PR #1070, opened 2016-02-25
SERVER-22847: Online change oplog size when using wiredtiger 

zydcom:
Support online change oplog size by collMod command.

eg:

change maxSize limit

```
var maxSize = 8192;
assert.commandWorked(
        db.runCommand({collMod: coll, cappedSize: maxSize})
        );
```

change maxDocs limit

```
var maxDocs = 10;
assert.commandWorked(
        db.runCommand({collMod: coll, cappedMaxDocs: maxDocs})
        );
```

### DIFF
--- a/src/mongo/db/storage/wiredtiger/wiredtiger_record_store.h
+++ b/src/mongo/db/storage/wiredtiger/wiredtiger_record_store.h
@@ -206,6 +206,16 @@ public:
     int64_t cappedMaxDocs() const;
     int64_t cappedMaxSize() const;
 
+    virtual bool setCappedSize(long long cappedSize) {
+        _cappedMaxSize = cappedSize;
+        return true;
+    }
+
+    virtual bool setCappedMaxDocs(long long cappedMaxDocs) {
+        _cappedMaxDocs = cappedMaxDocs;
+        return true;
+    }
+
     const std::string& getURI() const {
         return _uri;
     }
@@ -277,9 +287,9 @@ private:
     const bool _isEphemeral;
     // True if the namespace of this record store starts with "local.oplog.", and false otherwise.
     const bool _isOplog;
-    const int64_t _cappedMaxSize;
+    int64_t _cappedMaxSize;
     const int64_t _cappedMaxSizeSlack;  // when to start applying backpressure
-    const int64_t _cappedMaxDocs;
+    int64_t _cappedMaxDocs;
     RecordId _cappedFirstRecord;
     AtomicInt64 _cappedSleep;
     AtomicInt64 _cappedSleepMS;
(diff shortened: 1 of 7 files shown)


monkey101:
Hi @zydcom, thanks for your pull request.  We are reviewing it for inclusion in the next major release (v3.4).

src/mongo/db/storage/wiredtiger/wiredtiger_record_store.h
```diff
@@ -277,9 +287,9 @@ class WiredTigerRecordStore : public RecordStore {
     const bool _isEphemeral;
     // True if the namespace of this record store starts with "local.oplog.", and false otherwise.
     const bool _isOplog;
-    const int64_t _cappedMaxSize;
```
wolfkdy: a atomic64 should be better ?
collMod is in a different thread, partial_read/write problem should happen on a 32-bit machine, some cpu-visitable problem may also be considerable

src/mongo/db/storage/wiredtiger/wiredtiger_record_store.h
```diff
@@ -277,9 +287,9 @@ class WiredTigerRecordStore : public RecordStore {
...
+    int64_t _cappedMaxSize;
     const int64_t _cappedMaxSizeSlack;  // when to start applying backpressure
-    const int64_t _cappedMaxDocs;
```
wolfkdy: I think it a good idea of changing the two variables in order to support capped-set online change size.
But wt's mongo layer uses OplogStones to track whether it is necessary to truncate oplogs from the beginning.
_oplogStones is initialized once the service is started and never ever changed unless a manually truncate is applied to it. I didnt see any changes to _oplogStones in this patch, maybe I'm wrong?

zydcom: You are right，OplogStones parameter should be changed when resize oplog, like belows.

```
void WiredTigerRecordStore::OplogStones::adjust() {
    stdx::lock_guard<stdx::mutex> lk(_mutex);
    unsigned long long maxSize = _rs->cappedMaxSize();

    const unsigned long long kMinStonesToKeep = 10ULL;
    const unsigned long long kMaxStonesToKeep = 100ULL;

    unsigned long long numStones = maxSize / BSONObjMaxInternalSize;
    _numStonesToKeep = std::min(kMaxStonesToKeep, std::max(kMinStonesToKeep, numStones));
    _minBytesPerStone = maxSize / _numStonesToKeep;
    invariant(_minBytesPerStone > 0);
}   bool WiredTigerRecordStore::setCappedSize(long long cappedSize) {
    _cappedMaxSize = cappedSize;
    if (_oplogStones) {
        _oplogStones->adjust();
    }
    return true;
}

bool WiredTigerRecordStore::setCappedSize(long long cappedSize) {
    _cappedMaxSize = cappedSize;
    if (_oplogStones) {
        _oplogStones->adjust();
    }
    return true;
}

```

PR #1076, opened 2016-03-26
V3.2.3

mbasij1:
Add find in different level in document! for example
my json:
`{
id: 1,
table1:
[
{name: "ali"},
{name:"yy", family: "xx", a:10},
{name:'we', a:10}
]
}`

in most time need to get just 'table1' and just some element!
for example wherre in table1 that a=10 and want output like this!

`{
{table1_id:12, name:"yy", family: "xx", a:10},
{table1_id:13, name:'we', a:10}
}`
table1_id created like id of document and path to reach table1 in document!
why need this! think we put all table in one collection and don't have relation some times need to just show some detail that contain in child path! this need mostly ever that we have run-time forms and data-grids,
yes, mongodb have $ but $ just work one level and can't use more than one $ in find.
maybe say using map-reduce but for map-reduce should write query and have more table and if this map-reduce  every-time call can get extended time! think if this use for monitoring that want call every .5 sec in hundred computer


ramonfm:
Please take a look at [the aggregation framework](https://docs.mongodb.org/manual/aggregation/), since it should meet your needs.

For MongoDB-related support discussion please post on the [mongodb-user group](http://groups.google.com/group/mongodb-user) or [Stack Overflow with the "mongodb" tag](http://stackoverflow.com/questions/tagged/mongodb), where your question will reach a larger audience. A question like this involving more discussion would be best posted on the [mongodb-user group](http://groups.google.com/group/mongodb-user).

PR #1258, opened 2018-08-30
about V4.0 gridfs C++ API

cxxcunow:
there is gridfs API in old release, but where can I get the gridFs C++ API for version4.0? thanks.


Schubes:
Hi @cxxcunow,

For MongoDB-related support, [mongodb-user group](http://groups.google.com/group/mongodb-user) or [Stack Overflow with the mongodb tag](http://stackoverflow.com/questions/tagged/mongodb). A question like this involving more discussion would be best posted on the mongodb-users group.

Thanks,
Kelsey

PR #1259, opened 2018-09-19
SERVER-37198 Add test for $arrayToObject behaviour with duplicate keys

jaksz:
According to the [documentation](https://docs.mongodb.com/manual/reference/operator/aggregation/arrayToObject/#behavior), when $arrayToObject encounters duplicate keys, it takes the value from the first key. This commit adds a test for this behaviour.


puppyofkosh:
Thanks for the PR! Fortunately the proposed test was covered by other work. See discussion [here](https://jira.mongodb.org/browse/SERVER-37198).

PR #1261, opened 2018-10-13
Add markdown to README

gaiscioch:
Added Markdown text to README, increasing readability.


Schubes:
Thanks for the pull request @gaiscioch. Please note that the main goal of the README is not to look pretty on github, but to be readable with system tools like cat, less, etc., so we're not accepting pull requests for format changes to the README at this time.

Kind regards,
Kelsey

PR #1277, opened 2018-11-25
static_cast -> double will be better data type here. It's better than long long for this case.

shoaibrayeen:


ramonfm:
Thanks for your pull request. Please take a look at the [Contributing to MongoDB](https://github.com/mongodb/mongo/wiki)
section of the wiki for more information on how to get started.

Thanks,
Ramón.

acmorrow:
@shoaibrayeen - Why do you think `double` is a better data type here?

PR #1278, opened 2018-11-25
Removing unnecessary Variable

shoaibrayeen:
first will be updated only once when i == 0          
So no need to take another variable. We can simply do same thing using "if" when i != 0 as first won't be updated after first iteration. So removing that variable.


ramonfm:
Thanks for your pull request. Please take a look at the [Contributing to MongoDB](https://github.com/mongodb/mongo/wiki)
section of the wiki for more information on how to get started.

Thanks,
Ramón.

+--

**Exercise**
Give the count of lines in the data above that hold the string "WiredTigerRecordStore", with no additional words.

**Solved exercise**
5